■ YOUR GOAL: Look through the lines below and copy each one that includes "itself".

(Stored items)

........

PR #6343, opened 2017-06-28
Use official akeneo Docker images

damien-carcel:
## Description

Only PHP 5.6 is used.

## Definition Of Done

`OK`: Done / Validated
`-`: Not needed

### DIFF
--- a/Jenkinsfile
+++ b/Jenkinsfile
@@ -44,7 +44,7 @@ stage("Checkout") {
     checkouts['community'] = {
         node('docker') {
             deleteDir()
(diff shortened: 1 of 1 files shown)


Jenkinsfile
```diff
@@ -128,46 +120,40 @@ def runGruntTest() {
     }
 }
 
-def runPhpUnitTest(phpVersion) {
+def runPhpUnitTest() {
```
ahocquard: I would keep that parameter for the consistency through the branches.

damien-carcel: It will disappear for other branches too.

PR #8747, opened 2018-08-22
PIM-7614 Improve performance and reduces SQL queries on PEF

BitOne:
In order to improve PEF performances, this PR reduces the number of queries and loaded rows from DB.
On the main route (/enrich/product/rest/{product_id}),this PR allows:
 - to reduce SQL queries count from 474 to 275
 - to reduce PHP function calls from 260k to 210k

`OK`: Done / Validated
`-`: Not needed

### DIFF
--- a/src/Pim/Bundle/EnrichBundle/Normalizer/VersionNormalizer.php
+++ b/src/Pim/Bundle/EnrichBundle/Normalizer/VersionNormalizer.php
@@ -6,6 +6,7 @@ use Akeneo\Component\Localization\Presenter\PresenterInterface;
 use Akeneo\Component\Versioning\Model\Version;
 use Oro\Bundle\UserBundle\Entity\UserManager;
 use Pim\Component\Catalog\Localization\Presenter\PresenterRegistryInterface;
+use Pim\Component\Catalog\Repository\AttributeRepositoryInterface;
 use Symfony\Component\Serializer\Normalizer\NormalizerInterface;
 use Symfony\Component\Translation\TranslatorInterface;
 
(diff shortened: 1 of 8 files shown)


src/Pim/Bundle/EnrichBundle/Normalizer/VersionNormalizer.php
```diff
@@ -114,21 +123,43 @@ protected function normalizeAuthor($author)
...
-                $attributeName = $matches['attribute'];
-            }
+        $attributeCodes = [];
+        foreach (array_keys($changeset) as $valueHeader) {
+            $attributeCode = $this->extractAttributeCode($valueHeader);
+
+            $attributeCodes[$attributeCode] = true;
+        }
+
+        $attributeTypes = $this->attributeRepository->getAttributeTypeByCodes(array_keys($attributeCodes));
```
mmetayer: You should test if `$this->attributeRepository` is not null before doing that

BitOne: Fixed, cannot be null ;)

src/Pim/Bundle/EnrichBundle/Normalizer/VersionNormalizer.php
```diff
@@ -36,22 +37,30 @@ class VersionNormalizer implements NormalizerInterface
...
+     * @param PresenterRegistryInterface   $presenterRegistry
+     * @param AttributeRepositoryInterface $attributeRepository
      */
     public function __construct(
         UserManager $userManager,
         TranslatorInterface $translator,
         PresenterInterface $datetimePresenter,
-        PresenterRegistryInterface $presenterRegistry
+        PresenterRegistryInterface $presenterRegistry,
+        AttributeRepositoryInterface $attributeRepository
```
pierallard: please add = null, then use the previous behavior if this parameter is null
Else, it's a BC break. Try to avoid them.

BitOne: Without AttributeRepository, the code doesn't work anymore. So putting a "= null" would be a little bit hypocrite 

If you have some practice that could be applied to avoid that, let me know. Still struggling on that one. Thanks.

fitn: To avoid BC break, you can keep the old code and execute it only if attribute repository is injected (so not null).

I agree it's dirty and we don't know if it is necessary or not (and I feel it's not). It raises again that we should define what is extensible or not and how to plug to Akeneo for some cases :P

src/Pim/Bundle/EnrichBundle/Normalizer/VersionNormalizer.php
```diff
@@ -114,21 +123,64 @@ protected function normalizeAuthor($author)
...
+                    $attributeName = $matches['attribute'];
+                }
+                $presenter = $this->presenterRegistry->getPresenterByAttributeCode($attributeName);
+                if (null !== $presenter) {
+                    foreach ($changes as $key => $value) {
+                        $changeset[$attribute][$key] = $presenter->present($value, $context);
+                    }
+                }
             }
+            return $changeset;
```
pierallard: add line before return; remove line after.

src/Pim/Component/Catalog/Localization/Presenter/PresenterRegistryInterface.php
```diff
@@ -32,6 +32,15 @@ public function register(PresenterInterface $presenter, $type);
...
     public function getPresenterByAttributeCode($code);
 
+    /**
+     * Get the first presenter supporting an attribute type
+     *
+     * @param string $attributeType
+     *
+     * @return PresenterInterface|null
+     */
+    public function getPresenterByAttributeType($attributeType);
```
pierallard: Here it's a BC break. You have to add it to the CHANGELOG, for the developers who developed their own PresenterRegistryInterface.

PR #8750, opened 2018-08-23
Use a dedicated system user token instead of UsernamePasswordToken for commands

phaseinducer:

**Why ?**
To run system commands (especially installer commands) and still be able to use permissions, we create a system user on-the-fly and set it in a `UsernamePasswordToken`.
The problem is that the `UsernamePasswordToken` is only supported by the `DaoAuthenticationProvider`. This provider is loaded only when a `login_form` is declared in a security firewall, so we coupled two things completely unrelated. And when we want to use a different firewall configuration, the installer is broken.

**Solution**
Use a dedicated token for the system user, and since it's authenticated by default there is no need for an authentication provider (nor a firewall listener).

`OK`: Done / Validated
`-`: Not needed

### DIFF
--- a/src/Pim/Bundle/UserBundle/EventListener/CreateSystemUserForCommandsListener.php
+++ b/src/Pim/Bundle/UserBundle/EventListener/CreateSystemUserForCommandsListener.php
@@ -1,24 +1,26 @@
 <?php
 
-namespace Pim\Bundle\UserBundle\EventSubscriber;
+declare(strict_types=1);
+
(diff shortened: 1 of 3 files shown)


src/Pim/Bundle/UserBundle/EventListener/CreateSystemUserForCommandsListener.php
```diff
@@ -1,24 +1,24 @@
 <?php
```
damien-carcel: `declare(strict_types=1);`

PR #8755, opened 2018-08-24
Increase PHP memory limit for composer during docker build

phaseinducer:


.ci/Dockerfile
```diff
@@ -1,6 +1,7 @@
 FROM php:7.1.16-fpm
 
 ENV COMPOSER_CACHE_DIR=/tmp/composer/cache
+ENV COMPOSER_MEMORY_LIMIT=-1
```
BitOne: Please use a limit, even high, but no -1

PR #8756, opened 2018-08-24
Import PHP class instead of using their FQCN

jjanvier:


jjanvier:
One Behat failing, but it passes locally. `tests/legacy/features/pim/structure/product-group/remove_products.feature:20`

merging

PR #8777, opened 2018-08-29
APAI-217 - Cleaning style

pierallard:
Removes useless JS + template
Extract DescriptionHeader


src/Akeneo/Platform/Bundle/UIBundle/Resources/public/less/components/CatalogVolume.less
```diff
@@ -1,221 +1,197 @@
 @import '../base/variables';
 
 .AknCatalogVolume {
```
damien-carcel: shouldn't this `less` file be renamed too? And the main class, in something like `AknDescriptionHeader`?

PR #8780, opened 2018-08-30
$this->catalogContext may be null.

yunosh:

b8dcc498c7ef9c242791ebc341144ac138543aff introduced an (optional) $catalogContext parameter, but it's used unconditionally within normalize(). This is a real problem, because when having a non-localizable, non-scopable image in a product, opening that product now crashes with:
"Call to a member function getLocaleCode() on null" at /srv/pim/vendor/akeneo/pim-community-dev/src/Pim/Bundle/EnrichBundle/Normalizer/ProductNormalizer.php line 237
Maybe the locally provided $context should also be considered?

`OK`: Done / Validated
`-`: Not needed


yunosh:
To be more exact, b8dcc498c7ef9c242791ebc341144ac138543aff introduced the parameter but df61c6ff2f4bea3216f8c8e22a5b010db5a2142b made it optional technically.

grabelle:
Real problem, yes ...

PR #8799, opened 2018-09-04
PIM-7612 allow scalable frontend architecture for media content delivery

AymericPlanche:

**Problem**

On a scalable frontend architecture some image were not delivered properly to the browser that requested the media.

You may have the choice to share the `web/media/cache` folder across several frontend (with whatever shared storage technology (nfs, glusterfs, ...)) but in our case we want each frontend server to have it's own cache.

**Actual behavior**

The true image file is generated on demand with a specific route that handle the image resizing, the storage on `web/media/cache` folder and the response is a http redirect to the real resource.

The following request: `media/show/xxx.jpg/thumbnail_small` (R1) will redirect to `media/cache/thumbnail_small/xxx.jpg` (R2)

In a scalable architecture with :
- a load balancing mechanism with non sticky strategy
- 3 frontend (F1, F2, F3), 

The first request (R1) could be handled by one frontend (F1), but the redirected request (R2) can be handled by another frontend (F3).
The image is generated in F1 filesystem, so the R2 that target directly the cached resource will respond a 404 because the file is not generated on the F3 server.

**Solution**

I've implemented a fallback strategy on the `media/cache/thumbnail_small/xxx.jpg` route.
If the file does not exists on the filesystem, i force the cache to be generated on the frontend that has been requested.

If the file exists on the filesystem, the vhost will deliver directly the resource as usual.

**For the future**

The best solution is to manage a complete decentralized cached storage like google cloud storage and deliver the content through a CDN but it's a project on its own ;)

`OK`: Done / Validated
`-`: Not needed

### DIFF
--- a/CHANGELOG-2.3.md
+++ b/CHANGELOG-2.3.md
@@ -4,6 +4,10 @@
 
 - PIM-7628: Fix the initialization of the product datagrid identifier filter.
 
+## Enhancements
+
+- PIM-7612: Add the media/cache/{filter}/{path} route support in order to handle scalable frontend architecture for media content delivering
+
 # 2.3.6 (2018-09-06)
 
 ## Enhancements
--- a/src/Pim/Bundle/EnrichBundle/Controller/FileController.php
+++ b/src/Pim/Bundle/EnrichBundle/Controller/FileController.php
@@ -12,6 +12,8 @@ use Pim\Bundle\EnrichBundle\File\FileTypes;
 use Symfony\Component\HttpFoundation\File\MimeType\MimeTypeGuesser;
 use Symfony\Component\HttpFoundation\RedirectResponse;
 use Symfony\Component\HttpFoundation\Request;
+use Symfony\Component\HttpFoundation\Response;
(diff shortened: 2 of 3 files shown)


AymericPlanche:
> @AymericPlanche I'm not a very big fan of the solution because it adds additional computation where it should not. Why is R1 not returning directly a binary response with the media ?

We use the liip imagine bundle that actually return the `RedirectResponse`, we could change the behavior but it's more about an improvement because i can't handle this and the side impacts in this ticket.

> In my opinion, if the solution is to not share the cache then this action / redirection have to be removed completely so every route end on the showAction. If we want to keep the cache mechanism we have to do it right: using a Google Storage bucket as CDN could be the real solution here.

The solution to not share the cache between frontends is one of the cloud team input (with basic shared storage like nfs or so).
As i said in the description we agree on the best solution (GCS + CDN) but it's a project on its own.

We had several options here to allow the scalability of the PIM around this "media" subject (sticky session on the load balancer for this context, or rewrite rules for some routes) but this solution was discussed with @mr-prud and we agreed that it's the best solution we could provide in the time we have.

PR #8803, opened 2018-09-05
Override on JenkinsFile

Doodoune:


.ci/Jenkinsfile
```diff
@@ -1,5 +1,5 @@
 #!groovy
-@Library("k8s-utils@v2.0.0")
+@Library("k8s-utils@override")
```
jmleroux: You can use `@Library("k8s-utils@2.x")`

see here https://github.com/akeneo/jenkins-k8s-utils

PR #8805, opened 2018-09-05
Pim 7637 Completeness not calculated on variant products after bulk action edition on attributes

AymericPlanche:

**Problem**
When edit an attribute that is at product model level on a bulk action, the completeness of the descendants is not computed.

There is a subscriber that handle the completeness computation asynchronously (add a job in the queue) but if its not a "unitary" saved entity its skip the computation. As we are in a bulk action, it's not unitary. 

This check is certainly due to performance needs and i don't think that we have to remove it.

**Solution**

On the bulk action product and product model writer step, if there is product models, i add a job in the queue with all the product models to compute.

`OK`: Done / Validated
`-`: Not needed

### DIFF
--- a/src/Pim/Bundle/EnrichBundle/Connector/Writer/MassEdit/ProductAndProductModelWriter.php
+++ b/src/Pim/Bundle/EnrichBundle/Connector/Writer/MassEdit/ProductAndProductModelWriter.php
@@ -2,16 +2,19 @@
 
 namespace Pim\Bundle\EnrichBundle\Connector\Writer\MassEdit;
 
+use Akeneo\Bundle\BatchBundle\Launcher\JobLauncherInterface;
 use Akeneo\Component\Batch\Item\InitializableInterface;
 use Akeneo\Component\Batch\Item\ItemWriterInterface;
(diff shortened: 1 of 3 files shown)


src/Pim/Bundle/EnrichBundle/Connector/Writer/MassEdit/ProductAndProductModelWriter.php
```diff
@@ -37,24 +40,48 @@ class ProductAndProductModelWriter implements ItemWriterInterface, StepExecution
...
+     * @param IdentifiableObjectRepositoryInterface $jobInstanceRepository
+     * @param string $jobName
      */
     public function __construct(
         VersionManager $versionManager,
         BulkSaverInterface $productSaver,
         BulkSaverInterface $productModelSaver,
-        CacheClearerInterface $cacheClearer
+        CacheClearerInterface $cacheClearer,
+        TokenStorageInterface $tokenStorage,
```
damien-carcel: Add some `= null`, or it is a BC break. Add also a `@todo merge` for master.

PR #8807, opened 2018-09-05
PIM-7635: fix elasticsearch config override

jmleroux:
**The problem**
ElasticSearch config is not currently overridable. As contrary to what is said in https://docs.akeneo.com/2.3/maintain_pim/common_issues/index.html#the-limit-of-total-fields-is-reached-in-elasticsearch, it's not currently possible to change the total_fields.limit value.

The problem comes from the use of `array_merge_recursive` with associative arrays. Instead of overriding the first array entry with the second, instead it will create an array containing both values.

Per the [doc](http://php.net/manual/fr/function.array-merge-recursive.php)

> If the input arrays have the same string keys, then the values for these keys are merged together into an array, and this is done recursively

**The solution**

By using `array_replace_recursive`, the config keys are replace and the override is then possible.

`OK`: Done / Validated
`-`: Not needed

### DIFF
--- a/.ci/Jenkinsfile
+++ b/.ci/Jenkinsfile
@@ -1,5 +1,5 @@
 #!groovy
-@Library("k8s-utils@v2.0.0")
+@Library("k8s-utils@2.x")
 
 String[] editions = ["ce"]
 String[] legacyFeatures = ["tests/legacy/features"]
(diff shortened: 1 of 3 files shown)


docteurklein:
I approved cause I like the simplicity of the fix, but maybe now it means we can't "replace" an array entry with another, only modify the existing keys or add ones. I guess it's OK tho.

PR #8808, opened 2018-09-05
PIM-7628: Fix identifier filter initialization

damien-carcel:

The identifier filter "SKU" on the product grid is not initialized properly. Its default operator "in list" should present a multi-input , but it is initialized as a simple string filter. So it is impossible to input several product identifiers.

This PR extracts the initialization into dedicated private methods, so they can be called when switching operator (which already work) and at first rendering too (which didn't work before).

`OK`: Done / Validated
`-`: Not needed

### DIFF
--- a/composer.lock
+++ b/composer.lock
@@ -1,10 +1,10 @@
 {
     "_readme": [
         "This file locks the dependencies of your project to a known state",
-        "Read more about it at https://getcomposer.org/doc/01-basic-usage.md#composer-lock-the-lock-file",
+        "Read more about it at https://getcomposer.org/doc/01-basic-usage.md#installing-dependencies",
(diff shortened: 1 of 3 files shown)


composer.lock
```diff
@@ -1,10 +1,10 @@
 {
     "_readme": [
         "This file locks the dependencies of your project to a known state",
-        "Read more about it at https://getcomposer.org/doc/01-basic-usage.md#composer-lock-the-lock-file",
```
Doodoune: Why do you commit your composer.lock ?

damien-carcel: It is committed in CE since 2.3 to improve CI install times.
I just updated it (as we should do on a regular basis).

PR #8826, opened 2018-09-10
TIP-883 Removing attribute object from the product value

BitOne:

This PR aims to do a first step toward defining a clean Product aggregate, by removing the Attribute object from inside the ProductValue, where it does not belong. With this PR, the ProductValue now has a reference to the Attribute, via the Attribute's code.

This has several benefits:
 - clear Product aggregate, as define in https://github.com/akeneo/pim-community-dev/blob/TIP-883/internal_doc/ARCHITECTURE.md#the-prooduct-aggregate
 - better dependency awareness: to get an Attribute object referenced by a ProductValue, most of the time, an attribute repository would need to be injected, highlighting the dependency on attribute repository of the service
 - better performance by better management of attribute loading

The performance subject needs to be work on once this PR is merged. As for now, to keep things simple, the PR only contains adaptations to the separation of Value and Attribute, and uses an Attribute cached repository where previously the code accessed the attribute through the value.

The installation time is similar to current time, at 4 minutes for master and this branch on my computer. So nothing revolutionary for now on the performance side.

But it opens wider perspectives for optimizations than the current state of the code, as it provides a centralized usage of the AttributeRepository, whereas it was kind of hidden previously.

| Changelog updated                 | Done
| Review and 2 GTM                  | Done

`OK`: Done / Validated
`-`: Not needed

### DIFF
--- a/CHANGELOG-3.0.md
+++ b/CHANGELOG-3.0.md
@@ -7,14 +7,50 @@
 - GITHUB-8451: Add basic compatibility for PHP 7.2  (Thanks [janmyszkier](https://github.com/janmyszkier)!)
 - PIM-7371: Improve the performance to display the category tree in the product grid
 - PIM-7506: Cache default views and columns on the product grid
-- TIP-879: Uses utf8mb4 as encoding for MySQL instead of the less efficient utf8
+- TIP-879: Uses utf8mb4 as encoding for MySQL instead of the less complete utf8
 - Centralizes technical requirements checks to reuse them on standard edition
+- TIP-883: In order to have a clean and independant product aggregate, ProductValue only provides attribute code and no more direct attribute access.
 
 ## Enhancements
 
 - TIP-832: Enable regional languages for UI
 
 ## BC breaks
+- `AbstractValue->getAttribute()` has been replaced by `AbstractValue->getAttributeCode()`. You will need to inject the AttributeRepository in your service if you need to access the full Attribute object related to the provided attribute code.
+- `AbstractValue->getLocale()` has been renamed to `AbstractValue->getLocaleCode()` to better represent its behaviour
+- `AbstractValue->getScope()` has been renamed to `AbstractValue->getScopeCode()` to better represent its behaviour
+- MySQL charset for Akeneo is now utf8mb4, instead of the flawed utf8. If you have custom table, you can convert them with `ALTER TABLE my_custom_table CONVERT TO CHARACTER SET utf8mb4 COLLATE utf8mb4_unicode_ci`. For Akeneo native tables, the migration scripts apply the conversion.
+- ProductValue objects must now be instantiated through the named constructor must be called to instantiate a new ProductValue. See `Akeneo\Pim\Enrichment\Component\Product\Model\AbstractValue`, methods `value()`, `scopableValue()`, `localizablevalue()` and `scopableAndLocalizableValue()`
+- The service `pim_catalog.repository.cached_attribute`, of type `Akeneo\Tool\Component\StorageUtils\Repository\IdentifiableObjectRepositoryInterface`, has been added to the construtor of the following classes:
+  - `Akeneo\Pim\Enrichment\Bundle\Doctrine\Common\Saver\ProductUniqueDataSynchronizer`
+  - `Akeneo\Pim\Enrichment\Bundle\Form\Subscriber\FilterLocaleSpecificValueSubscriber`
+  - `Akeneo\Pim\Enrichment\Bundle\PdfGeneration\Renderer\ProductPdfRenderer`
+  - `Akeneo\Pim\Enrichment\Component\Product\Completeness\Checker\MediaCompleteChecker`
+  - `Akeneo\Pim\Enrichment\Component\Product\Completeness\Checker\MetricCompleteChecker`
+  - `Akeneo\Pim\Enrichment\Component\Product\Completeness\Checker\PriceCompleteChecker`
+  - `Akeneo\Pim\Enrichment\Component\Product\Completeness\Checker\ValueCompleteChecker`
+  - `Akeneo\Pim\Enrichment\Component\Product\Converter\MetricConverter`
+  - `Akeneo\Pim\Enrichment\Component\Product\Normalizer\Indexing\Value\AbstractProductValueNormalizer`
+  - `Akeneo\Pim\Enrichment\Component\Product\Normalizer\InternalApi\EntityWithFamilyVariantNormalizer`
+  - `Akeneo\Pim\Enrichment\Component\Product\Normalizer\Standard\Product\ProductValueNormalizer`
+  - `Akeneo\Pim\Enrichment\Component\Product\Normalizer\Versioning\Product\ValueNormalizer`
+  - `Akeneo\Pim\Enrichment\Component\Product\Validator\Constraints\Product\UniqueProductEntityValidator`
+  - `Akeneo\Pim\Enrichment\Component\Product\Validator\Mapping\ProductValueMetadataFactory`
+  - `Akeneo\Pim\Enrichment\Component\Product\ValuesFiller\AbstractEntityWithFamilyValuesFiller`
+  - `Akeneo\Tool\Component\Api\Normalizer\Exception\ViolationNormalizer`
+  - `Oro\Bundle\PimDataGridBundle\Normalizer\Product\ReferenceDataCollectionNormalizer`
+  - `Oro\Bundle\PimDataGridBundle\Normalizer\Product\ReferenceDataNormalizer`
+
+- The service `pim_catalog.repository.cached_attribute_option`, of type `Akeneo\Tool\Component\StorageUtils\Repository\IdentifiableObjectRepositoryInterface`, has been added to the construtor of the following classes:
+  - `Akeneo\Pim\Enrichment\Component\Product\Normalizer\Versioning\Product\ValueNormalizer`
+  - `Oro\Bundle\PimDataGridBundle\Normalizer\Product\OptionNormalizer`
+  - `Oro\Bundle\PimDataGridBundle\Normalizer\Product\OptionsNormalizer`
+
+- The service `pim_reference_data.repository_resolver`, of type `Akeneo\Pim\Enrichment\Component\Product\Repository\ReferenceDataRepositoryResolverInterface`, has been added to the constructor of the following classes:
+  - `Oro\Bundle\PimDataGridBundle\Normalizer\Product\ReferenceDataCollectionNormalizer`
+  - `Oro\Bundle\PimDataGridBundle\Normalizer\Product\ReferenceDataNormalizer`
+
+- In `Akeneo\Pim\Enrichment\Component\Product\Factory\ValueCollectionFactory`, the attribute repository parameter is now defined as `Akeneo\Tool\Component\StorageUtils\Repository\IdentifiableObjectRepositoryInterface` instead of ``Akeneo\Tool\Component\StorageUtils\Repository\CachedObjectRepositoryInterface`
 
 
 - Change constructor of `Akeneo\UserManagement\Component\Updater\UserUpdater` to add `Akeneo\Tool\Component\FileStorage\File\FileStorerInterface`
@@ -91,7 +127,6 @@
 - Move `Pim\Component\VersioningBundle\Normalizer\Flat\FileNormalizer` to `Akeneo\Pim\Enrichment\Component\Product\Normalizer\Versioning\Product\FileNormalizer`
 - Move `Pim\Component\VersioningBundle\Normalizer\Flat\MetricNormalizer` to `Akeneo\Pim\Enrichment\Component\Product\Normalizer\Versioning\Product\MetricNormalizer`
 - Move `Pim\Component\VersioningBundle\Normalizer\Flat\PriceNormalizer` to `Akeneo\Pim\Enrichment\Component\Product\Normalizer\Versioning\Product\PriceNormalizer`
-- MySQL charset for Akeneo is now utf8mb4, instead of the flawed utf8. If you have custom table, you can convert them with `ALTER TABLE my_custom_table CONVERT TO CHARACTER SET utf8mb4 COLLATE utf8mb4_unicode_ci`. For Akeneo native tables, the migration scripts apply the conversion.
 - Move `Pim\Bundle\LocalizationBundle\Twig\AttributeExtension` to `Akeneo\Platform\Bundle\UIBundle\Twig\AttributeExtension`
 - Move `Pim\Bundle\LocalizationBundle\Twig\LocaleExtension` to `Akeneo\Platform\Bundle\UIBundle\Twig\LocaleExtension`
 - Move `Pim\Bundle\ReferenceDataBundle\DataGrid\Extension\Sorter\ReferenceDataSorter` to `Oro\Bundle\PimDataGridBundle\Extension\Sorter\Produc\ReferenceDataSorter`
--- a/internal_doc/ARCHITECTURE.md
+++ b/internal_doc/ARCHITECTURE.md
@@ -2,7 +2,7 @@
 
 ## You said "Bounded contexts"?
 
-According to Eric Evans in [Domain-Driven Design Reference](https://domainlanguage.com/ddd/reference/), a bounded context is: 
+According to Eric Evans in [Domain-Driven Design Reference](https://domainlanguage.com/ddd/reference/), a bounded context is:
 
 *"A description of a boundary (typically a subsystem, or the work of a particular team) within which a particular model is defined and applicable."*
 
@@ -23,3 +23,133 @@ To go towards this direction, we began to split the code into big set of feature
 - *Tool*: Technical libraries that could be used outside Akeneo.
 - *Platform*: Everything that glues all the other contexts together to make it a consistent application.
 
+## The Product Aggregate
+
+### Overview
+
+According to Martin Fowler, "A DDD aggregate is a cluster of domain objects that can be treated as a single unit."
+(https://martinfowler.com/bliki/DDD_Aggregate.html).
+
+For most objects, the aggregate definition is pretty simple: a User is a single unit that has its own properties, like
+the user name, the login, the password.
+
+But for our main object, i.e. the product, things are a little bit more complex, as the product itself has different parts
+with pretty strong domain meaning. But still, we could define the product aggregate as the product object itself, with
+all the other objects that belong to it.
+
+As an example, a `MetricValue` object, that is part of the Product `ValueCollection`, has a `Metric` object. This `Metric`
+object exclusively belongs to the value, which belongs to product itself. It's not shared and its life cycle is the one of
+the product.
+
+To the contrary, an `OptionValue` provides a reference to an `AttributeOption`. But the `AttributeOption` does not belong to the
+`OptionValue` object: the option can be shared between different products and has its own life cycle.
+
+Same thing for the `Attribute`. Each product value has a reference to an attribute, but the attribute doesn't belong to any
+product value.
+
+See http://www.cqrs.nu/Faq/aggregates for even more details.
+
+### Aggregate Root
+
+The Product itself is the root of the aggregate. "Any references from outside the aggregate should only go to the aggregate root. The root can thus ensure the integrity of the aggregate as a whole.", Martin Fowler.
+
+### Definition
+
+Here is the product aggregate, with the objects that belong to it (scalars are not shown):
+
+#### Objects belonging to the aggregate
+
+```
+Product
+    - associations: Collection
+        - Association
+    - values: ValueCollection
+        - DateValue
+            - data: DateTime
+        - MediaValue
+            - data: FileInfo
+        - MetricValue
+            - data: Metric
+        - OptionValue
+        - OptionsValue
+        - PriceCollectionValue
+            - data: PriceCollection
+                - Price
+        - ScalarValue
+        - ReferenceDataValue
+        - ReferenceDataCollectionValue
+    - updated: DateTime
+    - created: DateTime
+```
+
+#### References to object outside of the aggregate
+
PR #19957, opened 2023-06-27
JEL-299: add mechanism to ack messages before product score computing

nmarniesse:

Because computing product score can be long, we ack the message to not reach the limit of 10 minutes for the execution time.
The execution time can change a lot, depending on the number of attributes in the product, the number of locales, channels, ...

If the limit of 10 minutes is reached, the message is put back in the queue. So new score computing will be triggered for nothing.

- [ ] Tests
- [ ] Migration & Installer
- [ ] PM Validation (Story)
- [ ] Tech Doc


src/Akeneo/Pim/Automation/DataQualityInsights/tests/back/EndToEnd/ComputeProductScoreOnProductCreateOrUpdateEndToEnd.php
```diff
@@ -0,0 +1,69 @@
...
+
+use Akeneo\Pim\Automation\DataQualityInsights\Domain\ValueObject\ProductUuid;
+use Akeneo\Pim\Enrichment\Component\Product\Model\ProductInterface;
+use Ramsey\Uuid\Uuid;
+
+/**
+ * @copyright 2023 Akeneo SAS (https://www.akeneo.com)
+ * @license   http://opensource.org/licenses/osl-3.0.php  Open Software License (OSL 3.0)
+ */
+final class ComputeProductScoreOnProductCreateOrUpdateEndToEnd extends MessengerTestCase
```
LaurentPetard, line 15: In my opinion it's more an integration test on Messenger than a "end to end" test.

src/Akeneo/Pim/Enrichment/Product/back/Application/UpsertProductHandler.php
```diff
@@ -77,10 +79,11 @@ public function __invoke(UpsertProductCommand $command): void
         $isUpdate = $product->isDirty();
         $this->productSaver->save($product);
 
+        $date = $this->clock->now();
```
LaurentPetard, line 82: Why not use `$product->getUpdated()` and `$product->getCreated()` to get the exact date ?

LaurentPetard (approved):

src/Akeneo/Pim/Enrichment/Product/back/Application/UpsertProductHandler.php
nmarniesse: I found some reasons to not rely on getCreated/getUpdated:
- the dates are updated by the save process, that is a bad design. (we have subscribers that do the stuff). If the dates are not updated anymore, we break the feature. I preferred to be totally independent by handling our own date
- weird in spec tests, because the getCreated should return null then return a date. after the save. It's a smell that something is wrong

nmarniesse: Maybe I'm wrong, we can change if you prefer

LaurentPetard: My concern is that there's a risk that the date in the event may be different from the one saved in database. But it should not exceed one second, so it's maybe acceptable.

........

■ RESPONSE:
+But for our main object, i.e. the product, things are a little bit more complex, as the product itself has different parts
+with pretty strong domain meaning. But still, we could define the product aggregate as the product object itself, with
+object exclusively belongs to the value, which belongs to product itself. It's not shared and its life cycle is the one of
+The Product itself is the root of the aggregate. "Any references from outside the aggregate should only go to the aggregate root. The root can thus ensure the integrity of the aggregate as a whole.", Martin Fowler.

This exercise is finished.